Pain management

Pain management

Touch therapies used as part of a pain management programme. There is a pulsed electromagnetic therapy pad (also used for pain management) under the blanket

Touch therapies used as part of a pain management programme. There is a pulsed electromagnetic therapy pad (also used for pain management) under the blanket

My pain-relief programmes are ideal in many situations including post-surgical care, after trauma or injury, long-term discomfort in older animals or in those with chronic illness.  

Is my animal in pain?

Dogs and cats tend not to complain about pain in quite the same way as a person. If experiencing longer-term discomfort, these animals are unlikely to cry or moan but may show one or more of the following signs:

  • Lameness
  • Moving “stiffly”, sometimes with difficulty turning
  • Slow and hesitant on getting up or lying down
  • Self-grooming less often than before, or less effectively (cats)
  • Reduced appetite (though some painful animals will still eat)
  • Constantly licking one part of the body (this tends to suggest either discomfort or an underlying skin irritation)
  • Twitching, backing away or otherwise seeming uncomfortable when stroked or touched
  • Resting in a different position, e.g. no longer able to curl up to sleep

If you notice any of the above, then do discuss with your own vet who can make an initial assessment and help to decide whether analgesics (pain-relief medications) and/or further tests are required.

Many cases benefit from rehabilitation techniques in addition to medication, especially if pain is severe or has become chronic.

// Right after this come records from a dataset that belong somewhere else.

PR #197, opened 2023-10-10
Introducing option to avoid scaling if value is 0 by default

CharlyF:
### What does this PR do?

The Metrics Providers can return `0` with a 200 in certain cases, which can lead to really bad outcomes (maximum downscaling effect), especially if the filters (downscaleForbiddenWindow, scaleDownLimit...) are not used properly.
For most metrics used, `0` is not an acceptable value (memory, cpu). However, there are cases where it does make sense (requests, workqueue).
Because of the impact it can have, this will prevent 0 from being tolerated by default with a log in case users are not aware of the option, they will just see their workloads not downscale as expected with the controller logging why.

### Motivation

Better resilience.

### Describe your test plan

Pick a metric that is worth `0`, verify that the WPA does nothing by default and set the option to see it downscale the workload.


clamoriniere (commented):
the logic is good. 
But I think we are implemented a workaround, but we are not fixing the root cause issue.

controllers/replica_calculator.go
```diff
@@ -138,12 +138,17 @@ func (c *ReplicaCalculator) GetExternalMetricReplicas(logger logr.Logger, target
...
 	}
-	logger.Info("Metrics from the External Metrics Provider", "metrics", metrics)
+	logger.V(2).Info("Metrics from the External Metrics Provider", "metrics", metrics)
 
 	var sum int64
 	for _, val := range metrics {
 		sum += val
 	}
+	if sum == 0 && !wpa.Spec.TolerateZero {
+		logger.V(1).Info("Retrieved 0 from the External Metrics Provider which is not tolerated by default, use Spec.TolerateZero to enable")
```
clamoriniere, line 148: IMO it can be a `Warning`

I provide a range of very safe pain-relief techniques that can be used in addition to or, if necessary, instead of, medication:

  • Gentle manual therapies including soft tissue mobilization
  • Pulsed electromagnetic energy (PEME) therapy
  • Low level LASER therapy
  • Transcutaneous electrical nerve stimulation (TENS)
  • Heat and cold therapies

I also provide:

  • Movement therapies that “teach” animals to move in a more efficient way, thus improving mobility in painful animals.
  • Therapeutic handling and touch techniques, including Tellington touch. These can help animals to “feel better” in association with medical and pain management.

If appropriate, I adjust the dosage of pain-relief medication during therapy, add in extra medication if required, and help to arrange further investigation (e.g. x-rays) if this becomes necessary.